有句话说得好,山中无老虎猴子称大王,可我观察到的情形却是——所有人,包括侍女们,扫落叶的大妈们,这些异族人脸上都带了抹不去挥不开的焦虑神色。反常即为妖。对于如今的我,知己知彼方能成功逃走。
是的,我一直在酝酿着看能不能有机会逃跑,趁那男人不在的时候。我想了很久,从这里逃出或许不是一个完美的选择,即便成功了,也会有一大堆问题在等着我。但是,就目前的我来说,逃跑是一个最好的选择。
我记得娘告诉过我,人最大的敌人是恐惧,对未来的恐惧,对未知的恐惧,对无明的恐惧。生而为人,这是难以避免的硬伤,而唯一可以抵消这硬伤的办法便是活在当下。此时此刻,在当下这一刻,没有任何问题存在。惟有活在当下,才不会被那么多的恐惧所羁绊。
这一夜,狂风大作。似乎所有人都跑去与风沙作战了,我以为我得到了一个机会,却没想沙漠中的风沙与我平常所能经历与想象的,有着本质区别。
街上一个人也没有,这一座城似乎在这一场风沙袭来的瞬间变作了空城。风沙好大,我根本睁不开眼,只能倚在一小巷里维持基本的平衡。不断有风沙灌进来,很快便在我脚下积起一个小土堆。天空中鬼哭狼嚎的风声听得我想哭。
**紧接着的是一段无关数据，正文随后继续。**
PR #3162, opened 2023-11-13
Add case cache to repo

ben-clayton:
Add case cache to repo

* Add the cache files to the CTS repo under `src/resources/cache`.
* Compress & decompress the cache with gzip using the Compression Streams API. All the cache files sum to just over 4 meg.
* Update `gen_cache --validate` to check that all the cache files are present and up to date. Also error if there are old cache files that are no longer needed.
* Update `pr.yml` to use run `gen_cache --validate` before building with `all` (which re-generates the cache)

<hr>


ben-clayton:
Looks like I need to update the version of node that the presubmits use.

ben-clayton:
This is fun. The cache seems to differ based on the version of node used. Investigating.

Gruntfile.js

我错了,我该乖乖躲进地下室的。
风沙一点没有减弱的趋势,我感觉到大难临头,这样的天气是不适合人活动的。我望了望来路,似乎沿路返回是个比较明智的选择。
我顶着风沙在小巷里穿行,不,应该说是挪动更加恰当。我挪动了一二三四五步,等到第六步的时候,手腕一紧,我被一股大力拉扯着踉跄往旁边倒去……
是风向掉转了吗?
不是的,是有人在拉扯我。那人的力道极大,轻轻松松就将我扯进了一条黑暗小巷。我想开口呼救,一张口便被灌了满口狂沙。
我感觉自己被扯进一个冷硬怀里,那人一手拉着我的手腕牢牢不放手,另一手搂住我的肩背,我被他推着跌跌撞撞往前奔跑。是的,是奔跑。他的速度好快,我几乎是被拖着往前,好几次都要踉跄跌倒。
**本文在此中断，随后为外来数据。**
PR #3167, opened 2023-11-14
Updates for writeTimestamp removal

kainino0x:
- `webgpu:api,validation,capability_checks,features,query_types:timestamp:*` *always* throws TypeError
  - `webgpu:api,validation,capability_checks,features,query_types:timestamp:featureContainsTimestampQuery=true` fails if writeTimestamp is enabled in Chrome `--enable-dawn-features=allow_unsafe_apis --enable-webgpu-developer-features`
- Other tests skip writeTimestamp **but only when it throws TypeError**. These all still pass if writeTimestamp is enabled in Chrome.
  - `webgpu:api,validation,encoding,encoder_open_state:non_pass_commands:command="writeTimestamp"`
  - `webgpu:api,validation,encoding,queries,general:writeTimestamp,*`
  - `webgpu:api,validation,queue,destroyed,query_set:writeTimestamp:`
  - `webgpu:api,validation,state,device_lost,destroy:command,writeTimestamp:*`

Issue: spec issue https://github.com/gpuweb/gpuweb/pull/4370

<hr>

**Requirements for PR author:**

- [x] All missing test coverage is tracked with "TODO" or `.unimplemented()`.
- [x] New helpers are `/** documented */` and new helper files are found in `helper_index.txt`.
- [x] Test behaves as expected in a WebGPU implementation. (If not passing, explain above.)

**Requirements for [reviewer sign-off](https://github.com/gpuweb/cts/blob/main/docs/reviews.md):**

- [ ] Tests are properly located in the test tree.
- [ ] [Test descriptions](https://github.com/gpuweb/cts/blob/main/docs/intro/plans.md) allow a reader to "read only the test plans and evaluate coverage completeness", and accurately reflect the test code.
- [ ] Tests provide complete coverage (including validation control cases). **Missing coverage MUST be covered by TODOs.**
- [ ] Helpers and types promote readability and maintainability.

When landing this PR, be sure to make any necessary issue status updates.

PR #3177, opened 2023-11-17
Ignore compilation error in writeTimestamp tests

haoxli:
As writeTimestamp API has been removed from SPEC and webgpu types, the tests including it will cause build error when rolling latest types.

Add pass's timestampWrites tests for destoryed query set.

Issue: #

<hr>


kainino0x:
I updated these recently in #3167 and intentionally kept the tests for writeTimestamp. We're definitely going to try to add it back in some form, and I think if we remove the tests then we will end up forgetting about them and having to rewrite them someday.

I think it would be OK to keep writeTimestamp in the types. But if we don't do that, we can use unsafe casts, like:

```ts
interface WithWriteTimestamp : GPUCommandEncoder {
    writeTimestamp(querySet: GPUQuerySet, queryIndex: GPUSize32): undefined;
}

(encoder.encoder as WithWriteTimestamp).writeTimestamp(/* ... */);
```

haoxli:
We can keep types to align with the spec. 
Could we simply add "@ts-ignore" before writeTimestamp API to ignore the compile error?

kainino0x:
Not sure `@ts-ignore` works with our lint setup, but yes it would be fine to turn off the type checking here. You can use `as any` + `eslint-disable-next-line @typescript-eslint/no-explicit-any`.

kainino0x (approved):
I replaced the two-line eslint+tsc ignore with just `as any` and a lint ignore. I prefer this because it is a more controlled escape hatch compared with `@ts-ignore`.

I also found a different way to include writeTimestamp in the list of encoder commands without `as any`.

LGTM, please merge if this looks good to you.

haoxli:
LGTM, thanks for the update.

狂风掩盖了我急促的喘息,一路的留下的脚印瞬间被风沙掩埋。整张脸埋进衣领里,整个身体缩小再缩小,我几乎要听不见自己的呼吸声。
然后,耳边的风声小了下来。我感觉到脚步渐轻,我奔走在一道下坡的路段。接着是台阶。
天,眼不能识物的情况下怎么走台阶?
我脑中只来得及飘过这样一个念头,下一瞬,我已被拉扯着跌跌撞撞下了好几个台阶。我脚步虚浮,脑中飘飘忽忽,每一下都好似踩在云端。踩在云端的感觉一点也不好,我真担心自己会摔死。
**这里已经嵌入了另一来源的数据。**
PR #27, opened 2020-10-26
[RFC] Another queue/mem split proposal

alexandruag:
Hi! We've discussed before about removing the `M: GuestAddressSpace` member field from `Queue`, and IIRC the proposed approach was to simply pass a `mem: &GuestMemory` extra parameter to all queue methods which need to access the memory of the guest. This quick RFC PR proposes an alternative where the current configuration of the queue gets separated from the live object used to interact with the rings. The changes are added on top of #26, so please only take a look at the most recent commit.

There are now two objects: `QueueConfig` (actual name TBD) which keeps all members previously owned by `Queue` (sans the memory object), and `Queue` which is ephemeral and only contains a reference to a `M: GuestMemory` and a mutable reference to a `QueueConfig` object. `QueueConfig` is persistent, while `Queue` is only meant to be instantiated on demand when doing queue operations. A nice thing is that we can use a common config object for both split and packed queues when we starting working in that direction.

Looking forward to any feedback. If the approach makes sense, I'll fix the tests and add some more documentation as well.

### DIFF
--- a/src/queue.rs
+++ b/src/queue.rs
@@ -373,9 +373,6 @@ pub struct Queue<M: GuestAddressSpace> {
     next_avail: Wrapping<u16>,
     next_used: Wrapping<u16>,
 
-    /// Notification from driver is enabled.
-    event_notification_enabled: bool,
-
     /// VIRTIO_F_RING_EVENT_IDX negotiated
     event_idx_enabled: bool,
 
@@ -411,7 +408,6 @@ impl<M: GuestAddressSpace> Queue<M> {
             used_ring: GuestAddress(0),
             next_avail: Wrapping(0),
             next_used: Wrapping(0),
-            event_notification_enabled: true,
             event_idx_enabled: false,
             signalled_used: None,
         }
@@ -438,7 +434,6 @@ impl<M: GuestAddressSpace> Queue<M> {
         self.next_avail = Wrapping(0);
         self.next_used = Wrapping(0);
         self.signalled_used = None;
-        self.event_notification_enabled = false;
         self.event_idx_enabled = false;
     }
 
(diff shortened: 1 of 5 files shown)


bonzini:
No problem splitting `QueueConfig` from `Queue`, in fact I would split it further by dropping the `Deref` and `DerefMut` implementations that go from `Queue` to `QueueConfig`. The APIs of the two should generally not overlap, except perhaps for `go_to_previous_position` which you can add to `Queue` and make private in `QueueConfig`.

In addition, Queue should support using smart pointers for both the memory and the config fields. The memory should be accessed as a `GuestAddressSpace::T` rather than a `&'a GuestMemory`, and instead of having a mutable reference to QueueConfig you could have a `DerefMut<Target = QueueConfig>`. This would allow protecting the configuration with a `Mutex` or `RefCell`. That would be something like this:

```rust
pub struct Queue<M: GuestAddressSpace, C: DerefMut<Target = QueueConfig>>  {
    mem: M::T,
    config: C,
}
```

alexandruag:
Hi Paolo, thanks for the comments! The `Deref*` implementations are mostly for the convenience of not having to do `queue.config.op`, since all those operations also make sense on a live object. Using smart pointers is neat and I think it also unlocks some additional use cases. However, I think the memory one can remain something like `Deref<Target=GuestMemory>`, instead of being aware of `GuestAddressSpace` as well. I'll experiment some more and try to refine the proposal.

bonzini:
> convenience of not having to do queue.config.op

I understand the convenience, but I'm wondering if it's not a violation of the Queue vs QueueConfig separation. Is there a case where you have a Queue but not a QueueConfig, and you have a legitimate need to access something in QueueConfig? Lacking a case where it's useful, I'd rather avoid the Deref* implementations.

bonzini:
Thinking more about the smart pointers too:

> However, I think the memory one can remain something like `Deref<Target=GuestMemory>`

It would have to be `Clone + Deref<Target=GuestMemory>`. But that's more easily expressed as `GuestAddressSpace::T`, I think.

Also my proposal for Config is wrong, as it should be `BorrowMut<QueueConfig>` rather than `DerefMut<Target=QueueConfig>`. I'd just leave aside that part.

src/queue.rs
```diff
@@ -334,7 +333,7 @@ impl<'b, M: GuestAddressSpace> Iterator for AvailIter<'b, M> {
         *self.next_avail += Wrapping(1);
 
         Some(DescriptorChain::new(
-            self.mem.clone(),
+            self.mem,
```
bonzini, line 336: Removing this wouldn't work with the hotplug-friendly GuestAddressSpace implementations in vm-memory.

alexandruag: Specifically for the example in this commit, it works based on the memory snapshot being created and held somewhere outside for the lifetime of the `Queue` object (that only gets the resulting `&GuestMemory` reference), and it looks like the overall idea remains the same even if we turn `M` into a smart pointer. I'll think a bit more about all these things (and a couple of others encountered while experimenting with queues) and update the proposal.

bonzini: The lifetime of the Queue is one of the following: 1) from one configuration change (including memory map changes) to the next or 2) from one ring processing until when the ring is fully processed.

In either case, the request (and thus the DescriptorChain) can outlive the Queue, and therefore the clone is necessary.

bonzini: (You can use `Arc<Queue>` instead; in that case you can use `&GuestMemory` as the argument. But it seems wrong to me when the actual thing that has an unknown lifetime is the memory map).

alexandruag: Yeah, so the nuance the a `DescriptorChain` can be "stored" and outlive the `Queue` was not part of my original thinking. Will keep that in mind.

slp: To give this some context, having `DescriptorChain`s not tied to their `Queue`'s lifetime is really useful for things like servicing requests from a thread pool.

alexandruag:
Gave this a bit more thought, and it seems there are a number of things we should take into consideration going forward (not necessarily related to the original theme of the PR :D).

- It looks like having a `QueueConfig` object makes sense, especially since the configuration/state definition is largely the same for both split and packed queues (and we can switch to the queue-neutral terminology, i.e. `DriverArea` vs `AvailableRing`, etc).
- Having different underlying implementation details might actually make sense for different use-cases, so we can define some interfaces for queues as well.
- Kinda immediately related to the previous points is the question about how to approach adding support for packed queues as well. I'm currently looking at abstracting this behind a `Queue` interface. Do you think it makes sense to attempt a unifying approach?
- Last but not least, I think we might run into the issue of logging/metrics sooner rather than later. Right now, `vm-virtio` has a `log` dependency and uses the associated macros ("warn!", "error!", etc) in different places. Going forward, this might not be the right solution for all consumers of the crate, as ppl might prefer a different log crate, or different levels/messages, the ability to bump metrics, and other things.

I'll create one or more issues for the above and later close the PR, but just wanted to mention them here for now. Also thanks for the comments and examples!

bonzini:
> Kinda immediately related to the previous points is the question about how to approach adding support for packed queues as well. I'm currently looking at abstracting this behind a Queue interface. Do you think it makes sense to attempt a unifying approach?

I would just use `if`s. Quite ugly, but it's unlikely to have a third format in the future; and this is a hot path so using dynamic trait objects would be too slow.

> Going forward, this might not be the right solution for all consumers of the crate, as ppl might prefer a different log crate, or different levels/messages, the ability to bump metrics, and other things.

Metrics and tracing are a complicated topic... Is there anything in the wider Rust ecosystem that provides them with enough performance and flexibility?

src/queue.rs
jiangliu: Exactly, we ran into the same requirement when trying to adding multi-threading for virtio-fs backends.
It would be great to support Queue outlives the virtio event handler.

alexandruag:
The traits were not meant for dynamic dispatch (they would prob end up having associated types anyway, which prevents them from working as trait objects IIRC), but rather to provide `vm-virtio` consumers with the option of easily switching between queue types and/or different implementations. Using conditionals to essentially harmonize the differences is an interesting approach, either on its own or in conjunction with others. I'll try to come up with a proposal and it's really interesting what other ideas are out there as well.

Last time we had a look, there was no existing solution meeting those requirements for the logging part, but it would be interesting to check again. Meanwhile, we're considering an abstraction based on call-backs where each specific backend decides what additional logic (if any) is invoked around a pre-defined set of events (there's an example in [this](https://github.com/rust-vmm/vm-superio/pull/20) PR).

jiangliu:
> Gave this a bit more thought, and it seems there are a number of things we should take into consideration going forward (not necessarily related to the original theme of the PR :D).
> 
> * It looks like having a `QueueConfig` object makes sense, especially since the configuration/state definition is largely the same for both split and packed queues (and we can switch to the queue-neutral terminology, i.e. `DriverArea` vs `AvailableRing`, etc).
> * Having different underlying implementation details might actually make sense for different use-cases, so we can define some interfaces for queues as well.
> * Kinda immediately related to the previous points is the question about how to approach adding support for packed queues as well. I'm currently looking at abstracting this behind a `Queue` interface. Do you think it makes sense to attempt a unifying approach?

Agree with Paolo, using ifs helps us to keep the same interface without explicit performance penalty. Linux kernel supports packed queue in this way too.
> * Last but not least, I think we might run into the issue of logging/metrics sooner rather than later. Right now, `vm-virtio` has a `log` dependency and uses the associated macros ("warn!", "error!", etc) in different places. Going forward, this might not be the right solution for all consumers of the crate, as ppl might prefer a different log crate, or different levels/messages, the ability to bump metrics, and other things.
> 
It would be great to remove dependency on the log crate.

> I'll create one or more issues for the above and later close the PR, but just wanted to mention them here for now. Also thanks for the comments and examples!

alexandruag:
Closing in favor of #41. PRs/issues for the other points discussed above will follow as well.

当一切结束的时候,我尚不能反应,仍维持着僵硬姿势,直到那人松开了我的手。
“呲”一声,我闻到硝烟的味道,下一瞬,眼前突地亮堂起来,不甚明亮的火光里,我看见面前立着一个男人。
“姑娘,可有受伤?”男人穿一声黑衣,因怕风沙侵蚀,与我一样,从头顶到脖子蒙着厚厚麻布。
“我没事。”好像腿有点疼,应该是刚刚不小心挽到了,我也没多在意,“你是?”我有些戒备,这么个凭空冒出来,从头到脚一身黑的男人,让我感受到了威胁。
那人一把解了脸上厚布,露出一张黑脸。
“是你?”我惊讶,竟是那晚荡秋千时救我的侍卫。
“姑娘,是我。”他的声音里有激动。
我不着痕迹退后两步,环视四周,“这是哪里?”
“某个人家中地窖。”
看起来像,我想角落里那个或许是腌萝卜。
“姑娘,你先休息,风沙停止前不要出去。”
我点头,见他要离开,忙叫住他:“你去哪里?”
“我不能离开太久。”
我咬了唇:“你会去通风报信吗?”
他回过头来,黑瘦脸上是不解的神色,“姑娘怎会这般以为?”
我不应该这么以为吗?还有,这人脸上是什么表情,好像……很受伤?
然后,我听见他说:“姑娘,你没有认出我来?”
啊?“怎么可能?你不就是那天那个侍卫?”
那人露出好笑神色,摇头道:“荆姑娘,是我。”
第三章 似是故人(4)
我一惊,他怎么知道我姓荆?
他放弃,“荆姑娘,是我,聂荣。”
“啊?”
我实在很难将昔日那个酒楼中醉酒失意的白面书生与眼前这个黝黑健硕的男人联系在一起。
“聂荣,你怎么会……哦,我知道了,你们当兵的,有些事不能说的。”
聂荣点头。
我有点不放心:“那……你不是坏人吧?”
聂荣重重点头:“我聂荣绝不会做那有损家国利益的事。”
我也点头,并向他竖了大拇指,“嗯,我看好你。”
很多很多年后的一天,聂荣告诉我,当时,在那黑暗地窖里,我的鼓励与认可,于他,就如黑夜里永不止息的明灯。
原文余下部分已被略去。